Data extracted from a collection
PR #8433, opened 2021-11-11
fish_opt completion

EmilySeville7cfg:
## Description

Completion for `fish_opt` function.

### DIFF
--- a/share/completions/fish_opt.fish
+++ b/share/completions/fish_opt.fish
@@ -1,0 +1,10 @@
+complete -c fish_opt -f
+
+complete -c fish_opt -s h -l help -d 'Show help and exit'
+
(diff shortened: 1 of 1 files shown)


share/completions/fish_opt.fish
```diff
@@ -0,0 +1,12 @@
+set -g CONDITION '! __fish_seen_argument -s r --long required-val -s o --long optional-val'
```
faho, line 1: This makes a global variable called "CONDITION", visible outside of the script. That means if you had a variable called CONDITION it would change it.

Make it local instead - `set -l CONDITION`.

faho (changes requested):

faho:
Merged, thanks!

What to work on: Repeat, word for word, all the lines above.

Solution for this problem:
PR #8433, opened 2021-11-11
fish_opt completion

EmilySeville7cfg:
## Description

Completion for `fish_opt` function.

### DIFF
--- a/share/completions/fish_opt.fish
+++ b/share/completions/fish_opt.fish
@@ -1,0 +1,10 @@
+complete -c fish_opt -f
+
+complete -c fish_opt -s h -l help -d 'Show help and exit'
+
(diff shortened: 1 of 1 files shown)


share/completions/fish_opt.fish
```diff
@@ -0,0 +1,12 @@
+set -g CONDITION '! __fish_seen_argument -s r --long required-val -s o --long optional-val'
```
faho, line 1: This makes a global variable called "CONDITION", visible outside of the script. That means if you had a variable called CONDITION it would change it.

Make it local instead - `set -l CONDITION`.

faho (changes requested):

faho:
Merged, thanks!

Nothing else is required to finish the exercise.